Drivers of within-host genetic diversity in acute infections of viruses

Author summary The few days or weeks following infection with a virus, termed acute infection, are critical for virus establishment. Here we sought to characterize what leads to differences in the genetic diversity of different viruses sampled during acute infection. We performed ultra-deep sequencing of hundreds to thousands viral genomes from forty-three samples spanning three pathogenic human viruses: HIV, RSV and CMV. We found major differences in the genetic diversity of these different viruses, and in different patients infected with the same virus. We investigated the factors responsible for these differences. We found that the DNA virus CMV was less diverse, most likely since it has a lower mutation rate than the RNA viruses HIV and RSV. We also found that the samples with the highest genetic diversity, which included one CMV sample and two HIV samples, bore evidence for multiple genotype infection. In other words, patients from whom these sample were taken were infected with two different strains of the virus. Finally, we also found evidence that viral genomes of HIV, and in particular RSV, are edited by the innate immune system of the host, leading to the presence of defective virus genomes.
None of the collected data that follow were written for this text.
PR #476, opened 2022-06-03
Use /usr/bin/env for shebangs

patryk-kozak:
Modifies all of the source files that refers to either `bash` or `perl` using `/usr/bin` or `/bin` in the shebangs.
Shebangs like that make assumption that program will be found under a specified path, whereas in proposed change the `env` is used to actually localize the path of the given program. 

It will make CLI tool more portable as it should be runnable from almost any OS/Unix distribution since different *nix based systems.

Tested by running locally `perl pack` which generates the dev-based package of `genesis` tool.

https://stackoverflow.com/a/10383546
https://stackoverflow.com/a/16365367
https://stackoverflow.com/a/2792076

### DIFF
--- a/bin/genesis
+++ b/bin/genesis
@@ -1,4 +1,4 @@
-#!/usr/bin/perl
+#!/usr/bin/env perl
 # vim:ft=perl:noet:ts=2:sts=2:sw=2:fdm=marker:fdl=0
 use strict;
 use warnings;
@@ -327,7 +327,7 @@ EOF
 	if ($ENV{GIT_USERNAME}) {
 		mkdir_or_fail( "$env_dir/home", 0700);
 		mkfile_or_fail("$env_dir/home/credential-helper.sh", 0755, <<'EOF');
-#!/bin/bash
+#!/usr/bin/env bash
 echo username=$GIT_USERNAME
 echo password=$GIT_PASSWORD
 EOF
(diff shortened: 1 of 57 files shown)


norman-abramovitz:
Just some general comments about using the `env` command.

The `env` command uses the PATH variable by default to find the application it wants to run.  
1. There is an assumption that the `env` command is installed.  It is most likely is but there is no guarantee.
2. Since the PATH variable is controlled by the user, the user can choose which version of the application will be run.
     a.  This means different users could be running different versions of the application.
     b.  There could be incompatibilities between the application versions.
     
Using the `env` command is great for development work, but not so great for support teams when issues pop up.

patryk-kozak:
> 1. There is an assumption that the `env` command is installed.  It is most likely is but there is no guarantee.
I think if we actually think in that categories, there is no guarantee that bash or perl will be there as well. I would give more credit that `/usr/bin/env` will be on OS, then for ex. `bash` shell (for ex. Ubuntu default shell is now `dash`, not `bash`, for macOS since Catalina I think it is `zsh`, not `bash`, there are symlinks but they are not compatible when using their features).

> 2. Since the PATH variable is controlled by the user, the user can choose which version of the application will be run.
>    a.  This means different users could be running different versions of the application.
>    b.  There could be incompatibilities between the application versions.
That's very true, but also I don't think that's a bad thing unless we specify which specific interpreters, in which version, and where needs to be present on the user machine.
From what I read on README.md it just assumes user has Perl - it doesn't specify the required version or the required path it should be located under.

> Using the `env` command is great for development work
Hmmm, as it may look like that at first, I don't think I can fully agree on that. 
If the goal of genesis cli is to be portable and runnable under any OS, or at least majority of OS'es - it should not be left for users choice to run it through their local machine tooling, it should be distributed as self-contained binary with no dependencies, or with the env. Right now it is not, as there is no way to limit what version of Perl or other dependencies user have or have not, it also assumes the dependencies will be provided by the user.
Also: using `env` as some middle ground to solve shebang's problem is the standard practice for a many great open-source tools, including but not limiting to:
- https://github.com/kubernetes/kubernetes
- https://github.com/cloudfoundry/cli
- https://github.com/cloudfoundry/bosh
- https://github.com/golang/go
It also shows when searching the entire open-source GitHub code for `bash` use-cases 71k results vs 2M results in favor of using `/usr/bin/env bash`.

I think it may be OK to retract a change for the *test based source code, if the team feels it is better to control it by pointing to specific interpreters (for the sake of CI/CD/testing flows there are), it seems to be actually good thing if the infrastructure is tighly controlled and specialized.

>  but not so great for support teams when issues pop up.
Would need some elaboration in that area, best if there is some specific issue already registered that would be a problem for the support team asking users for `/usr/bin/env perl -v` versus `/usr/bin/perl -v` to get a specific version - as I assume any version-based issue would require to ask user anyway to run a set of diagnostic commands to get a full picture of user env (since CLI relies on user env setup anyway).

patryk-kozak:
I am going to close that PR, I am gonna patch everything on the fork under https://github.com/patryk-kozak/genesis/tree/fix-shebangs-use-env so I can unblock myself.

PR #483, opened 2022-08-09
Bosh debug ops

dennisjbell:
[Bug Fixes]

* When using legacy secrets provider, if the current safe target has the
  same URL as another safe target, a confusing error would be printed.
  This change provides a much more informative error message.

* When using a specified secrets provider for a deployment repo, a more
  instructive error message is provided when multiple safe targets with
  the same URL is specified.

[Improvements]

* `genesis bosh` now supports all the basic options, including
  --[no-]color, -q|--quiet, -D|--debug, -T|--trace, and -D|--show-stack.

### DIFF
--- a/bin/genesis
+++ b/bin/genesis
@@ -1315,11 +1315,11 @@ sub {
 
 	explain("${ui_nl}Secrets provider for #C{%s} deployment at #M{%s}:", $top->type, $top->path);
 	my %vault_info = $top->vault_status;
-	if ($vault_info{status} eq "unauthenticated") {
-		eval {$top->vault->authenticate}; # Try to auto-authenticate
-		%vault_info = $top->vault_status;
-	}
 	if (%vault_info) {
+		if ($vault_info{status} eq "unauthenticated") {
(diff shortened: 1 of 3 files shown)


wayneeseguin (commented):
Why is `-C, --cwd` removed from the help output now? Looks like it's still an option on line 1752, or was that intended to be removed also?
I don't see any issues with the rest of it.

dennisjbell:
> 



> Why is `-C, --cwd` removed from the help output now? Looks like it's still an option on line 1752, or was that intended to be removed also? I don't see any issues with the rest of it.

The $REPO_USAGE on https://github.com/genesis-community/genesis/pull/483/files#diff-aee325df821eada8817a389cf7f137562564f10809f6e22a2b45de41f4c33647R1730 contains the usage output for --help, -C|--cwd and the other added options

wayneeseguin:
> 

Clever - OK then LGTM!

wayneeseguin (approved):
Comments resolved LGTM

Genetic diversity is the fuel of evolution and facilitates adaptation to novel environments. However, our understanding of what drives differences in the genetic diversity during the early stages of viral infection is somewhat limited. Here, we use ultra-deep sequencing to interrogate 43 clinical samples taken from early infections of the human-infecting viruses HIV, RSV and CMV. Hundreds to thousands of virus templates were sequenced per sample, allowing us to reveal dramatic differences in within-host genetic diversity among virus populations. We found that increased diversity was mostly driven by presence of multiple divergent genotypes in HIV and CMV samples, which we suggest reflect multiple transmitted/founder viruses. Conversely, we detected an abundance of low frequency hyper-edited genomes in RSV samples, presumably reflecting defective virus genomes (DVGs). We suggest that RSV is characterized by higher levels of cellular co-infection, which allow for complementation and hence elevated levels of DVGs.